* [Dataset entries]
::::

PR #381, opened 2022-03-09
ctf: maintenance (fixes, cleanup & refactor)

IIYAMA12:
- Cleanup + refactor.
- Errors/warnings remove.
- For team selection including also the keys arrow up/down. For a more user friendly experience.
- Fixing a broken map script.

### DIFF
--- a/[gamemodes]/[ctf]/ctf/ctf.lua
+++ b/[gamemodes]/[ctf]/ctf/ctf.lua
@@ -392,7 +392,7 @@ function CTF_flag_check ( )
 end
 
 function CTF_onColShapeHit ( player )
-	if ( ( getPlayerName( player ) ~= false ) and ( isPedDead ( player ) == false ) ) then
+	if ( (getElementType(player) == "player") and ( getPlayerName( player ) ~= false ) and ( isPedDead ( player ) == false ) ) then
 		local playerTeam = getPlayerTeam( player )
 		local playerCol = getElementData( player, "col" )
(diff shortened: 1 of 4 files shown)


IIYAMA12:
Ready for review.

[gamemodes]/[ctf]/ctf/ctf.lua
```diff
@@ -134,6 +131,7 @@ function CTF_gamemodeMapStart ( startedMap )
 				for flagKey,flagValue in ipairs(flags) do
 					local x,y,z = tonumber( getElementData ( flagValue, "posX" ) ), tonumber( getElementData ( flagValue, "posY" ) ), tonumber( getElementData ( flagValue, "posZ" ) )
 					local object = createObject( 2993, x, y, z )
+					setElementCollisionsEnabled ( object, false )
```
Comment (Proxy-99) [inline [gamemodes]/[ctf]/ctf/ctf.lua:134]: there is no need to call the function setElementCollisionsEnabled
the object has no collision even though it is true there is no collision

Comment (IIYAMA12) [reply [gamemodes]/[ctf]/ctf/ctf.lua:134]: It is disabled because the flag can be broken. This happens when it is detached from the player (probably breaks because it gets stuck inside of the player) and it breaks because of explosions.
When collision is disabled, it can't break.

IIYAMA12:
Hey @jlillis, do you perhaps have some time to review my pull request?

Dutchman101 (approved):
Looks good, thanks

Issue #358, opened 2021-10-24
Resourcemanager is broken


Xenius97:
**Which resource(s) have this problem?**
resourcemanager

**Describe the bug**
Resourcemanager stopped working after browser update

**To Reproduce**
Download latest resources

**Screenshots**
https://i.imgur.com/w9QAY0z.png

**Version**
Latest resource pack + Chrome 95.0.4638.54 / Tested also on latest firefox, not working

ArranTuna:
I have latest resources and not getting any errors when restarting it:

![image](https://user-images.githubusercontent.com/253404/142212690-05b19d8c-09e8-4551-84f1-0bbfbfb30ac3.png)

iDannz1:
I was going to create a new issue about this bug right now but just found this one....

@ArranTuna steps to reproduce:
1. start the resource `resourcemanager`.
2. go to http://localhost:[http-port]/resourcebrowser/.
3. select any resource in the list and see the server console.

I took a little look at the code and noticed that this is happening because the [getResourceInfo](https://github.com/multitheftauto/mtasa-resources/blob/master/%5Bweb%5D/resourcemanager/manager.lua#L21) function expects a resource as parameter, but it's receiving a table with the keys `name` and `state`.

Xenius97:
Something is broken in javascript, sorry I didn't see your answer Arran, didn't get email.
Select a resource, and you can't even do anything because of these error.

ArranTuna:
I've fixed it. I guess at some point some code change some where (unless it never worked to begin with) caused a behaviour change that broke this. If you pass a resource userdata like getResourceFromName("acpanel") javascript receives {"name":"acpanel"} instead of a userdata but this script acted as if the resourcedata was passed correctly but then it also seems to use this .name thing so I dunno it's weird, but everything works now so yeah...

PR #383, opened 2022-04-07
Remove legacy json lib

### LINKED ISSUE #379: elementbrowser is broken

elementbrowser

**To Reproduce**

1 - start the `elementbrowser` resource
2 - open http://server_ip:http_port
3 - select the "Element browser" menu option

**Expected behavior**

it should work 😄

**Screenshots**

image
image

**Version**

MTA:SA Server 1.5.9-release-21048

**Additional context**

I haven't checked the code, but I belive its the same thing @ArranTuna fixed in [this commit](https://github.com/multitheftauto/mtasa-resources/commit/37348cecb60a6c999c316398a17f866d54569953)

4O4:
Last modifications made to `json.js` lib during webmap upgrade ([[web]/ajax/json.js](https://github.com/multitheftauto/mtasa-resources/commit/8e2b12b6d012c89a063a8c5e9873454f8d3ab7e3#diff-adfe7968957f2a79a6ec34240a7f5d87186a3b1a64b8c52baa91f1f78c5c7a29)) broke other resources. This lib however is no longer needed as there have been native JSON functions in Javascript for ages already.

This PR reverts a workaround previously introduced in #358, removes the old lib and replaces it with native JSON functions. 

This also involved a slight refactoring. A bit of more modern code was introduced (`class`es, `startsWith`). I'm assuming we don't care about ancient browsers anymore and ES2015 is a safe target for any new JS code.

Closes #379 #358


[web]/ajax/ajax.js
```diff
@@ -115,18 +115,16 @@ function getKeyCode ( e )
...
-		for ( i = 0; i < this.elements.length; i++ )
-		{
+class ElementManager {
+	constructor() {
+		this.elements = new Array();
+	}
+	
+	get(id) {
+		for (let i = 0; i < this.elements.length; i++) {
 			var element = this.elements[i];
```
Comment (patrikjuvonen) [inline [web]/ajax/ajax.js:125]: Prefer [for...of](https://developer.mozilla.org/en-US/docs/Web/JavaScript/Reference/Statements/for...of).

```suggestion
		for (const element of this.elements) {

```

[web]/ajax/ajax.js
```diff
@@ -137,18 +135,16 @@ function ElementManager() {
...
+	}
 
-function ResourceManager() {
-	this.resources = new Array();
-	this.get = function (name) {
-		for ( i = 0; i < this.resources.length; i++ )
-		{
+	get(name) {
+		for (let i = 0; i < this.resources.length; i++) {
 			var resource = this.resources[i];
```
Comment (patrikjuvonen) [inline [web]/ajax/ajax.js:145]: Prefer [for...of](https://developer.mozilla.org/en-US/docs/Web/JavaScript/Reference/Statements/for...of).
```suggestion
		for (const resource of this.resources) {
```

[web]/elementbrowser/script.js
```diff
@@ -26,10 +26,7 @@ function loadElementInfo(element)
 			var dataList = "{";
 			for ( var key in data )
 			{
-				if ( key != "toJSONString" )
-				{
-					dataList += key + " = " + data[key] + ", ";
-				}
+				dataList += key + " = " + (typeof(data[key]) === "object" ? JSON.stringify(data[key]) : data[key]) + ", ";
```
Comment (patrikjuvonen) [inline [web]/elementbrowser/script.js:29]: This for loop should be refactored to use [for...of](https://developer.mozilla.org/en-US/docs/Web/JavaScript/Reference/Statements/for...of).

[web]/resourcemanager/manager.lua
```diff
@@ -37,31 +30,3 @@ function getResourceInfo ( resource )
...
-	end
-	mta_stopResource(resource)
-end
-
-function restartResource(resource)
-	if (type(resource) == "table") then
-		resource = getResourceFromName(resource.name)
-	end
-	mta_restartResource(resource)
-end
```
Comment (patrikjuvonen) [inline [web]/resourcemanager/manager.lua:67]: By removing these functions, are we breaking backwards compatibility for the exported http functions?
https://github.com/4O4/mtasa-resources/blob/bugfix/remove-legacy-ajax-json-lib/%5Bweb%5D/resourcemanager/meta.xml#L8-L16

patrikjuvonen (changes requested):
Requesting for clarification at least on the http exports part.

[web]/resourcemanager/manager.lua
Comment (4O4) [reply [web]/resourcemanager/manager.lua:67]: Nope, nothing gets broken. These were just thin wrappers added to workaround the problem. Without them the exported functions are just native MTA ones (so native `startResource` and so on).

patrikjuvonen (approved):

patrikjuvonen:
Thank you.

PR #389, opened 2022-05-31
editor_main: Disable OOP in meta.xml for scripting extensions

srslyyyy:
Disabling it due of being unnecessary (no single OOP call was being used).


jlillis (commented):
I'm inclined to approve but wondering if this could introduce a minor reversion in behavior. By disabling OOP for scripting extensions now when it was enabled previously, extensions that were since written using OOP will stop working by default. Thoughts?

PR #393, opened 2022-12-04
New Feature: Car Steering #Fixed

francisco-create:
**In the update I made, it will remain as you left the wheel while getting out of the vehicle.**


Dutchman101:
I'm sorry, your contribution (and the way you submitted it) doesn't meet the standards of this project. I also don't think this resource has been authored by you.

Thanks for the interest though!

PR #802, opened 2023-04-12
Fix local e2e test

vishnoianil:
While moving from test image to nexd image,
dist/nexd and dist/nexctl pre-req targets were
not added back. These binaries are needed to run
 the local e2e.

In Github CI job e2e was working because the job explictly build these binaries.

This patch adds the dist/nexd and dist/nexctl targets to e2e dependency, and removes the explict building of these binary in the build job, as it's not needed anymore.


chirino (approved):
Lgtm

PR #803, opened 2023-04-12
We do need to build binaries in build job

vishnoianil:
because it doesn't use make targets for running
integration test, it invokes directly.


vishnoianil:
YOLOing it, it's a partial revert from previous PR.

PR #806, opened 2023-04-13
Agent Refactor Part-1:Refactor the cli options to add router, relay c…

vishnoianil:
…ommands

Patch also

*.* moves some of the flag value checks in
respective flags actions.

*.* updated integration tests as per new commands

*.* updated documents to reflect the changes


nerdalert:
Ty @vishnoianil! If you don't mind rebasing to pickup the playbook changes (my fault there). When you rebase you can pull out any discovery as I removed it in the playbooks for `dev-ec2` workflows. 

Just parsing out the CLI here. I think Im good with the subcommands of [ proxy | router | relay ]. Let's talk about when to ditch `--discovery` in our standup.

Just for reference, Im pasting all the help outputs:

```
### router ###


nexd router --help
NAME:
   nexd router - Enable child-prefix function of the node agent to enable prefix forwarding.

USAGE:
   nexd router [command options] [arguments...]

OPTIONS:
   --child-prefix CIDR [ --child-prefix CIDR ]  Request a CIDR range of addresses that will be advertised from this node (optional) [$NEXD_REQUESTED_CHILD_PREFIX]
   --help, -h                                   Show help

### proxy ###

nexd proxy --help
NAME:
   nexd proxy - Run nexd as an L4 proxy instead of creating a network interface

USAGE:
   nexd proxy [command options] [arguments...]

OPTIONS:
   --ingress value [ --ingress value ]  Forward connections from the Nexodus network made to [port] on this proxy instance to port [destination_port] at [destination_ip] via a locally accessible network using a value in the form: protocol:port:destination_ip:destination_port. All fields are required.
   --egress value [ --egress value ]    Forward connections from a locally accessible network made to [port] on this proxy instance to port [destination_port] at [destination_ip] via the Nexodus network using a value in the form: protocol:port:destination_ip:destination_port. All fields are required.
   --help, -h                           Show help

### relay ###

nexd relay --help
NAME:
   nexd relay - Enable relay and discovery support function for the node agent.

USAGE:
   nexd relay [command options] [arguments...]

OPTIONS:
   --enable-discovery  Set if this node is to be the discovery node for NAT traversal in an organization (default: false) [$NEXD_ENABLE_DISCOVERY]
   --help, -h          Show help
```

Top level help:

```
nexd --help
NAME:
   nexd - Node agent to configure encrypted mesh networking with nexodus.

USAGE:
   nexd [global options] command [command options] controller-url

COMMANDS:
   version  Get the version of nexd
   proxy    Run nexd as an L4 proxy instead of creating a network interface
   router   Enable child-prefix function of the node agent to enable prefix forwarding.
   relay    Enable relay and discovery support function for the node agent.
   help, h  Shows a list of commands or help for one command

GLOBAL OPTIONS:
   --help, -h           Show help
   --unix-socket value  Path to the unix socket nexd is listening against (default: "/run/nexd.sock")

   Agent Options

   --relay-only  Set if this node is unable to NAT hole punch in a hub zone (Nexodus will set this automatically if symmetric NAT is detected) (default: false) [$NEXD_RELAY_ONLY]
   --stun        Discover the public address for this host using STUN (default: false) [$NEXD_STUN]

   ApiServer Options

   --insecure-skip-tls-verify  If true, server certificates will not be checked for validity. This will make your HTTPS connections insecure (default: false) [$NEXD_INSECURE_SKIP_TLS_VERIFY]
   --password string           Password string for accessing the nexodus service [$NEXD_PASSWORD]
   --state-dir value           Directory to store state in, such as api tokens to reuse after interactive login. Defaults to'/var/lib/nexd' (default: "/var/lib/nexd") [$NEXD_STATE_DIR]
   --username string           Username string for accessing the nexodus service [$NEXD_USERNAME]

   Wireguard Options

   --listen-port port      Wireguard port to listen on for incoming peers (default: 0) [$NEXD_LISTEN_PORT]
   --local-endpoint-ip IP  Specify the endpoint IP address of this node instead of being discovered (optional) [$NEXD_LOCAL_ENDPOINT_IP]
   --private-key key       Base64 encoded private key for the local host (dev purposes only - soon to be removed) [$NEXD_PRIVATE_KEY]
   --public-key key        Base64 encoded public key for the local host - agent generates keys by default [$NEXD_PUB_KEY]
   --request-ip IPv4       Request a specific IPv4 address from IPAM if available (optional) [$NEXD_REQUESTED_IP]
```

LGTM, my only question is around discovery, if we want to pull it out now or on a followup. Ty!

vishnoianil:
@nerdalert if you are comfortable with all your testing of the new discovery mechanism and feels like we can remove it, i can push a patch to clean that up.

>I think the only issue is if/when they overlap. I could see router and proxy conflicted at some point and not making it overly complicated.

This patch helps user space proxy a bit, as it doesn't support --child-prefix and with this change it doesn't have to explicitly check if user specified --child-prefix. But if we think user space proxy would probably support the --child-prefix (or for that matter any new option that agent will support), i think we can get rid of the router subcommand. @russellb wdyt?

vishnoianil:
Looking at the [userspace proxy proposal ](https://github.com/vishnoianil/nexodus/blob/main/docs/development/design/userspace-mode.md) it says `--child-prefix` won't be supported. But in general I am not sure if we would like to use userspace proxy to enable any router specific functionality, but if we do want to support, i think it's right time to discuss it :-). 

On the other hands, looking at the current options we support it looks reasonable to me, but not sure what all option we will support in future and that might push us to revisit it again. :)

nerdalert:
> @nerdalert if you are comfortable with all your testing of the new discovery mechanism and feels like we can remove it, i can push a patch to clean that up.

Comfortable is a bold statement 😆 We just haven't found the right combination of hardware/NAT that will break it! But since we don't have a plan for how to deploy discovery nodes in a SaaS model I think we are all in. The only thing that makes me comfortable with it is WebRTC and SIP have been hole punching via ICE for 15yrs.

nerdalert:
One other thing while discussing UX. If child prefix is in the context of `router` now, might be worth revisiting child-prefix. Not here, just throwing it out to get people thinking. We need to do a UX session fur sur:

```
nexd router --child-prefix 100.230.0.0/22 https://try.nexodus.io
```

Future thing to consider too would be when we forward hosts not on the node itself. E.g.all edge devices can forward through the node. 

Random IOS/EOS-like examples from my previous days as a ccie router jockey:

```
nexd router --advertise-prefix 100.230.0.0/22 https://try.nexodus.io
nexd router --originate-route 100.230.0.0/22 https://try.nexodus.io
nexd router --advertise 100.230.0.0/22 https://try.nexodus.io
nexd router --advertise-prefix 100.230.0.0/22 https://try.nexodus.io
nexd router --export 100.230.0.0/22 https://try.nexodus.io
nexd router --export-network 100.230.0.0/22 https://try.nexodus.io
nexd router --network 100.230.0.0/22 https://try.nexodus.io
nexd router --subnet 100.230.0.0/22 https://try.nexodus.io
```

nerdalert (approved):
LGTM

russellb:
> @nerdalert if you are comfortable with all your testing of the new discovery mechanism and feels like we can remove it, i can push a patch to clean that up.
> 
> > I think the only issue is if/when they overlap. I could see router and proxy conflicted at some point and not making it overly complicated.
> 
> This patch helps user space proxy a bit, as it doesn't support --child-prefix and with this change it doesn't have to explicitly check if user specified --child-prefix. But if we think user space proxy would probably support the --child-prefix (or for that matter any new option that agent will support), i think we can get rid of the router subcommand. @russellb wdyt?

I like having `nexd router`.

I do not think `nexd proxy` would ever support `--child-prefix`.  It's possible we may want to use the pure-userspace stack for routing between different wireguard networks (nexodus organizations or whatever subdivisions we add later), but I would expect that to be an option to `nexd router`. I'm not sure if that's even a useful feature, but it's possible. It would be an easy way to do some routing on a platform that wouldn't let us do it otherwise, I suppose.

cmd/nexd/main.go
```diff
@@ -5,24 +5,32 @@ import (
...
 	"github.com/nexodus-io/nexodus/internal/nexodus"
+	"github.com/nexodus-io/nexodus/internal/util"
 	"github.com/urfave/cli/v2"
 	"go.uber.org/zap"
 )
 
 const (
-	nexodusLogEnv = "NEXD_LOGLEVEL"
+	nexodusLogEnv    = "NEXD_LOGLEVEL"
+	Linux            = "linux"
```
russellb, line 21: Instead of redefining this, I would use the `Linux` constant already defined in the `nexodus` package.

cmd/nexd/main.go
```diff
@@ -5,24 +5,32 @@ import (
...
+	wireguardOptions = "Wireguard Options"
+	agentOptions     = "Agent Options"
+	apiserverOptions = "ApiServer Options"
```
russellb, line 24: Our document on naming conventions suggests we'd use "Nexodus Service Options" here.

PR #810, opened 2023-04-13
fix: `can't create user record: duplicated key not allowed` errors

chirino:
If a user issued multiple concurrent requests to the API server this  could occur if the user had never use the api before.


nerdalert (approved):
LGTM 🎉

Issue #702, opened 2023-03-31
nexd proxy: Add UDP proxy support


russellb:
PR #700 included TCP support only. UDP support should be added next.

PR #818, opened 2023-04-14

::::

Output all lines from the beginning of the data up to the line holding "and ( getPlayerName( player", that line included, exactly as written.

PR #381, opened 2022-03-09
ctf: maintenance (fixes, cleanup & refactor)

IIYAMA12:
- Cleanup + refactor.
- Errors/warnings remove.
- For team selection including also the keys arrow up/down. For a more user friendly experience.
- Fixing a broken map script.

### DIFF
--- a/[gamemodes]/[ctf]/ctf/ctf.lua
+++ b/[gamemodes]/[ctf]/ctf/ctf.lua
@@ -392,7 +392,7 @@ function CTF_flag_check ( )
 end
 
 function CTF_onColShapeHit ( player )
-	if ( ( getPlayerName( player ) ~= false ) and ( isPedDead ( player ) == false ) ) then
+	if ( (getElementType(player) == "player") and ( getPlayerName( player ) ~= false ) and ( isPedDead ( player ) == false ) ) then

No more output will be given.